You can run the spark standalone cluster by running:
make run
or with 3 workers using:
make run-scaled
You can submit Python jobs with the command:
make submit app=dir/relative/to/spark_apps/dir
e.g.
make submit app=data_analysis_book/chapter03/word_non_null.py
There are a number of commands to build the standalone cluster, you should check the Makefile to see them all. But the simplest one is:
make build
The master node can be accessed on:
localhost:9090
.
The spark history server is accessible through:
localhost:18080
.
Before running, check the virtual disk size that Docker assigns to the container. In my case, I needed to assign some 70 GB. You can run Spark on the Hadoop Yarn cluster by running:
make run-yarn
or with 3 data nodes:
make run-yarn-scaled
You can submit an example job to test the setup:
make submit-yarn-test
which will submit the pi.py
example in cluster mode.
You can also submit a custom job:
make submit-yarn-cluster app=data_analysis_book/chapter03/word_non_null.py
There are a number of commands to build the cluster, you should check the Makefile to see them all. But the simplest one is:
make build-yarn
You can access different web UIs. The one I found the most useful is the NameNode UI:
http://localhost:9870
Other UIs:
- ResourceManger -
localhost:8088
- Spark history server -
localhost:18080
The branch expose-docker-hostnames-to-host contains the shell scripts, templates, and Makefile modifications required to expose worker node web interfaces. To run the cluster you need to do the following.
- run
make run-ag n=3
which will generate a docker compose file with 3 worker nodes and the appropriate yarn and hdfs site files in the yarn-generated folder. 2. register the docker hostnames with /etc/hosts
sudo make dns-modify o=true
which will create a backup folder with your original hosts file.
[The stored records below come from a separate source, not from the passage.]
PR #2113, opened 2024-01-19
IF: Support load of fork database after instant-finality is enabled

### LINKED ISSUE #2048: IF: Persist post-IF fork database to disk on shutdown

### LINKED ISSUE #2083: IF: fork database transition not thread safe

heifner:
- Supports writing/reading of `fork_database` in legacy and after instant-finality is activated.
- Moves mutex out of fork database implementation and into `fork_database` to protect transition of impl from legacy to instant finality.
- Includes some refactoring:
  - Moves `controller::head` which was in `controller block_data_gen_t::head` to `fork_database_t::chain_head`
  - Removes `block_data_gen_t` and `block_data_t`

Resolves #2048 
Resolves #2083


libraries/chain/include/eosio/chain/fork_database.hpp
```diff
@@ -95,15 +98,77 @@ namespace eosio::chain {
...
-   
+   using fork_database_legacy_t = fork_database_t<block_state_legacy_ptr>;
+   using fork_database_if_t     = fork_database_t<block_state_ptr>;
+
+   /**
+    * Provides thread safety on fork_database_t and provide mechanism for opening the correct type
+    * as well as switching from legacy to instant-finality.
+    */
+   class fork_database {
+      mutable std::recursive_mutex m;
```
heifner, line 113: I'm not a fan of recursive mutexes. However, currently controller uses nested calls of `fork_database.apply`. We can look at refactoring those so that no `apply` calls functions which also calls `apply` but that will take some work.

libraries/chain/fork_database.cpp
```diff
@@ -48,9 +39,9 @@ namespace eosio::chain {
       using bhsp             = bs::bhsp_t;
       using bhs              = bhsp::element_type;
       
-      using fork_database_t  = fork_database<bsp>;
-      using branch_type      = fork_database_t::branch_type;
-      using branch_type_pair = fork_database_t::branch_type_pair;
+      using fork_db_t  = fork_database_t<bsp>;
```
greg7mdp, line 42: very minor ... align `=`

libraries/chain/fork_database.cpp
```diff
@@ -251,20 +226,14 @@ namespace eosio::chain {
...
+               ("filename", fork_db_file) );
       }
 
       index.clear();
    }
 
    template<class bsp>
-   fork_database<bsp>::~fork_database() {
-      my->close_impl();
-   }
```
greg7mdp, line 263: Why do we not need the destructor anymore?

libraries/chain/controller.cpp
```diff
@@ -904,26 +664,24 @@ struct building_block {
...
-                  auto branch = fork_db.fetch_branch(parent_id());
-                  for( auto it = branch.begin(); it != branch.end(); ++it ) {
-                     auto qc = (*it)->get_best_qc();
-                     if( qc ) {
-                        EOS_ASSERT( qc->block_height <= block_header::num_from_id(parent_id()), block_validate_exception,
-                                    "most recent ancestor QC block number (${a}) cannot be greater than parent's block number (${p})",
-                                    ("a", qc->block_height)("p", block_header::num_from_id(parent_id())) );
-                        qc_data = qc_data_t{ *qc, qc_info_t{ qc->block_height, qc->qc.is_strong() }};
-                        break;
+               // get fork_database so that we can search for the best qc to include in this block.
```
greg7mdp, line 671: indent comment

libraries/chain/controller.cpp
```diff
@@ -2538,21 +2466,20 @@ struct controller_impl {
...
+      fork_db.apply_dpos<void>([&](auto& forkdb) {
+         maybe_session session = self.skip_db_sessions(s) ? maybe_session() : maybe_session(db);
+         pending.emplace(std::move(session), *forkdb.chain_head, when, confirm_block_count, new_protocol_feature_activations);
+      });
+      fork_db.apply_if<void>([&](auto& forkdb) {
+         maybe_session session = self.skip_db_sessions(s) ? maybe_session() : maybe_session(db);
+         building_block_input bbi{ forkdb.chain_head->id(), when, forkdb.chain_head->get_scheduled_producer(when).producer_name,
+                                   new_protocol_feature_activations };
+         pending.emplace(std::move(session), *forkdb.chain_head, bbi);
+      });
```
greg7mdp, line 2482: I wonder if we should have an `apply` which takes two lambdas, one for the `dpos` code, and one for the `if` code.

greg7mdp (commented):
Nice change. I'm really glad we got rid of block_data, this is much nicer.

libraries/chain/include/eosio/chain/fork_database.hpp
```diff
@@ -95,15 +98,86 @@ namespace eosio::chain {
...
+            return std::visit(overloaded{[&](fork_database_legacy_t& forkdb) -> R {
+                                            std::lock_guard g(m);
+                                            return f(forkdb);
+                                         },
+                                         [&](fork_database_if_t&) -> R {
+                                            return {};
+                                         }}, v);
+      }
+
+      // if we every support more than one version then need to save min/max in fork_database_t
```
greg7mdp, line 179: Comment doesn't read right. Maybe this
```suggestion
      // if we ever support more than one version, then we need to save min/max in fork_database_t
```

greg7mdp (approved):

libraries/chain/block_header_state.cpp
```diff
@@ -7,6 +7,11 @@
 
 namespace eosio::chain {
 
+// moved this warning out of header so it only uses once
+#warning TDDO https://github.com/AntelopeIO/leap/issues/2080
```
linh2931, line 11: Now it occurs to me, if we already have an issue, we don't need a warning, because the issue will remind us.

libraries/chain/include/eosio/chain/fork_database.hpp
```diff
@@ -11,33 +11,33 @@ namespace eosio::chain {
...
     *
-    * An internal mutex is used to provide thread-safety.
+    * Not thread safe, thread safety provided by fork_database below.
     */
    template<class bsp>  // either block_state_legacy_ptr or block_state_ptr
-   class fork_database {
+   class fork_database_t {
    public:
+      static constexpr uint32_t legacy_magic_number = 0x30510FDB;
+      static constexpr uint32_t magic_number = 0x4242FDB;
```
linh2931, line 28: Just curious. How were the magic numbers picked? Just random numbers?

libraries/chain/fork_database.cpp
```diff
@@ -602,9 +558,80 @@ namespace eosio::chain {
...
+            uint32_t totem = 0;
+            fc::raw::unpack( ds, totem );
+            EOS_ASSERT( totem == fork_database_legacy_t::legacy_magic_number || totem == fork_database_if_t::magic_number, fork_database_exception,
+                        "Fork database file '${filename}' has unexpected magic number: ${actual_totem}. Expected ${t1} or ${t2}",
+                        ("filename", fork_db_file)
+                        ("actual_totem", totem)("t1", fork_database_legacy_t::legacy_magic_number)("t2", fork_database_if_t::magic_number)
+            );
+
+            if (totem == fork_database_legacy_t::legacy_magic_number) {
+               apply_dpos<void>([&](auto& forkdb) {
```
linh2931, line 595: No need to store the magic number?

linh2931 (approved):
Like the restructuring.

ericpassmore:
Note:start
group: IF
category: INTERNALS
summary: Supports writing/reading of `fork_database` in legacy and after instant-finality is activated. Specific to Faster Finality Includes work to persist `fork_database` on shutdown.
Note: end

libraries/chain/fork_database.cpp
heifner: Because it is handled by `fork_database` now instead of `fork_database_t`.

libraries/chain/include/eosio/chain/fork_database.hpp
heifner: Yes, just random. I did stick with it ending in `FDB` which is cute.

libraries/chain/fork_database.cpp
heifner: We are not creating a `fork_database_t` here so it maintains the `magic_number` it was created with which was `legacy_magic_number`. Would be nice to create `fork_database_t` here, however that is not possible without adding a `std::monostate` to the variant or making the variant optional.

This inspired me to use a `std::optional` which helped point out that the current impl methods `apply_if` and `apply_dpos` were not thread safe.

libraries/chain/controller.cpp
heifner: I removed `apply_if` and `apply_dpos` and started to use just the one that took two lambdas. But that makes it not at all obvious what is happening when looking at the calls in controller. I think I will add an apply that takes two but also keep the `apply_if` and `apply_legacy` (renmaing `apply_dpos` to `apply_legacy`)

libraries/chain/fork_database.cpp
heifner: :( optional doesn't work because we expect a `nullptr` `chain_head` before fork database is opened.

greg7mdp (approved):

linh2931 (approved):

greg7mdp (approved):

PR #2114, opened 2024-01-19
minor cleanups to `memfd_create()`

spoonincode:
Two small tweaks,

When `memfd_create()` was first used in EOSIO 2.0, RHEL7 was a targeted platform. Despite RHEL7's kernel shipping with memfd support, its glibc did not as it was too old. So instead, a direct `syscall()` was used. Now that we don't care about RHEL7 any longer we can just use `memfd_create()` proper; both Ubuntu 18.04 and RHEL8 have a new enough glibc that includes support.

As of Linux 6.3 the kernel starts to log a warning about nodeos,
```
nodeos[266224]: memfd_create() called without MFD_EXEC or MFD_NOEXEC_SEAL set
```
This warning has actually been walked back and completely removed as of Linux 6.7. Still, using the new `MFD_NOEXEC_SEAL` seems like good behavior for future proofing as environments may one day set the new `memfd_noexec` knob to enforce `MFD_NOEXEC_SEAL` usage. Sadly, the `MFD_NOEXEC_SEAL` define is only available out of the box on the very latest glibc 2.38 (released July 2023), and Linux prior to 6.3 will `EINVAL` on `MFD_NOEXEC_SEAL` so we need a little bit of fluff to gracefully handle these variations.

### DIFF
--- a/libraries/chain/include/eosio/chain/webassembly/eos-vm-oc/ipc_helpers.hpp
+++ b/libraries/chain/include/eosio/chain/webassembly/eos-vm-oc/ipc_helpers.hpp
@@ -6,7 +6,6 @@
 
 #include <vector>
 
-#include <sys/syscall.h>
 #include <linux/memfd.h>
 
 namespace eosio { namespace chain { namespace eosvmoc {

Once you are done and terminate the cluster, restore your original hosts file with:
sudo make dns-restore
For more information read the story I published on Medium here.
- Setting up a standalone Spark cluster can be found here.
- Setting up Hadoop Yarn to run Spark applications can be found here.
- Using hostnames to access Hadoop resources can be found here.
The official repo of the book Data Analysis with Python and PySpark can be found here:https://github.com/jonesberg/DataAnalysisWithPythonAndPySpark.
I did not include the files from this repo as there are files larger than 50 MB which is the limit for GitHub. At the time of writing the repo contains a link to Dropbox which contains the files. I suggest you download them.
The book_data directory contains some files found on this repo: https://github.com/maprihoda/data-analysis-with-python-and-pyspark. Which is also a repo of someone who read the mentioned book.